§ **YOUR ASSIGNMENT**: Lines from the one containing "scroller: fix issue" through the last line of the material below: print these exactly, and only these.

[[ SOURCE DATA open ]]

PR #3058, opened 2023-12-01
scroller: fix issue that would cause chat input to lose focus after sending while in the scrollback

patosullivan:
Fixes LAND-1283 by ignoring negative adjustments (always seems to be -1) from the virtualizer in certain cases (such as a message with replies being pushed into view as new messages are received), which would cause a visually imperceptible scroll that would then trigger the chat input to lose focus.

[[ SOURCE DATA closed ]]

§ **YOUR RESPONSE**:
scroller: fix issue that would cause chat input to lose focus after sending while in the scrollback

patosullivan:
Fixes LAND-1283 by ignoring negative adjustments (always seems to be -1) from the virtualizer in certain cases (such as a message with replies being pushed into view as new messages are received), which would cause a visually imperceptible scroll that would then trigger the chat input to lose focus.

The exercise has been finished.